Safeguarding Our Children': British Parents Shocked to Hear of Cameras in School Lavatories, Changing Rooms

"The cameras are nowhere near the toilet cubicles"

(TheBlaze/AP) -- At the King Ecgbert School in Sheffield, teens who go to the loo are never really alone - video cameras are inside all 12 bathrooms.

Citing findings gathered via freedom-of-information requests, privacy activists Wednesday identified King Ecgbert as one of more than 200 high schools across Britain that have installed surveillance cameras in bathrooms or locker rooms.

The group behind the report, Big Brother Watch, said a powerful watchdog is needed to ensure that students' privacy is protected.

The report "will come as a shock to many parents," said director Nick Pickles. "Schools need to come clean about why they are using these cameras and what is happening to the footage."

Lesley Bowes, King Ecgbert's principal, argued that the cameras help keep her students safe.

"It's a way of safeguarding our children," Bowes insisted.  She described her school's cameras - whose footage is reviewed only if there is suspicion of wrongdoing - as useful anti-bullying tools.  And she rejected any suggestion that the recording captures the students' most intimate activities, saying the cameras monitor just the doors.

"The cameras are nowhere near the toilet cubicles," she said.

A total of 207 high schools across England, Wales and Scotland acknowledged installing cameras in bathrooms and locker rooms, according to Big Brother Watch, which sent freedom-of-information requests to nearly 4,100 schools in May.  That's roughly 90% of the schools that were surveyed.
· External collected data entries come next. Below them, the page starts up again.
PR #828, opened 2023-02-04
Add file-experts flag

gandarez:
This PR adds new flag that acts like a command to fetch today's file experts for a given entity.


pkg/api/fileexperts.go
```diff
@@ -0,0 +1,92 @@
...
+	}
+	defer resp.Body.Close() // nolint:errcheck
+
+	body, err := io.ReadAll(resp.Body)
+	if err != nil {
+		return nil, Err{Err: fmt.Errorf("failed reading response body from %q: %s", url, err)}
+	}
+
+	switch resp.StatusCode {
+	case http.StatusOK:
```
alanhamlett: Should be:

`case http.StatusOk, http.StatusAccepted:`

pkg/fileexperts/fileexperts.go
```diff
@@ -0,0 +1,146 @@
...
+		if current != nil && other != nil {
+			break
+		}
+
+		dev := data
+
+		if data.User.IsCurrentUser {
+			current = &dev
+
+			if len(d.Data) == 1 {
```
alanhamlett: This isn't necessary, it will break in the `for` conditional above before the next iteration.

cmd/root.go
```diff
@@ -102,6 +102,7 @@ func setFlags(cmd *cobra.Command, v *viper.Viper) {
 		"",
 		"(deprecated) Absolute path to file for the heartbeat."+
 			" Can also be a url, domain or app when --entity-type is not file.")
+	flags.String("file-experts", "", "Prints the top developer within a team for the given entity, then exits.")
```
alanhamlett: This should be a bool not string.

cmd/fileexperts/fileexperts.go
```diff
@@ -0,0 +1,140 @@
...
+	if v == nil {
+		return Params{}, fmt.Errorf("viper instance is nil")
+	}
+
+	if !v.IsSet("file-experts") {
+		return Params{}, fmt.Errorf("file-experts unset")
+	}
+
+	// it's a hack to get entity working with fileexpert
+	v.SetDefault("entity", vipertools.GetString(v, "file-experts"))
```
alanhamlett: We always want to require `--entity` when we have `--file-experts` and make `--file-experts` a boolean flag not a string cmd.

pkg/fileexperts/fileexperts.go
gandarez: thanks for pointing it out

cmd/root.go
gandarez: sure

alanhamlett (approved):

While Bowes insisted the cameras monitor "only the doors" in her school, there are roughly 100,000 cameras installed in schools across Britain, according to the Telegraph, and it is unclear where exactly all of them are placed, and whether any youngsters have been unwittingly taped in various states of undress.

To put that in perspective, some institutions have one CCTV camera for every five pupils, while one school in the northwest has apparently put 20 in its lavatories and locker rooms.

The Information Commissioner's Office, an independent authority in Britain whose duties include promoting privacy, said recording in toilets or changing rooms is legal, but it is only recommended in exceptional circumstances.

By contrast, in the U.S., the use of video cameras in schools is generally not allowed in places where there is a "reasonable expectation of privacy," such as bathrooms and locker rooms, according to the Justice Department.

"The cameras for the toilets are strategically placed in the doorways and directed toward the washbasins to identify any students if there are any reported incidents in these areas," said M. L. Litton, principal of the Wildern School in southern England, which has one camera in each of its 12 bathrooms.

"The images are not looked at unless there has been a reported problem and all images are deleted after a maximum of 30 days," she added.

Why put cameras in bathrooms in the first place?

Both King Ecbert and Wildern said the cameras weren't meant to tackle serious, violent problems, with Litton saying the cameras had mainly been installed to control "typical teenage stuff," such as smoking.

Pickles said he isn't necessarily against putting cameras in bathrooms, but argued that parents and children have to agree and there needs to be a robust watchdog authority to make sure youngsters' privacy isn't being invaded.

Bowes, the principal of King Ecgbert's, said she has received no complaints.

"Everyone knew about the cameras in the bathroom," said Jess Hogg, who graduated from King Ecgbert last year. In a series of Facebook messages, the 19-year-old said: "Personally it made me feel a little uncomfortable, but then safe at the same time.

"Uncomfortable because I didn't know where they were in the bathroom ... safe just in case (there) was any trouble in school."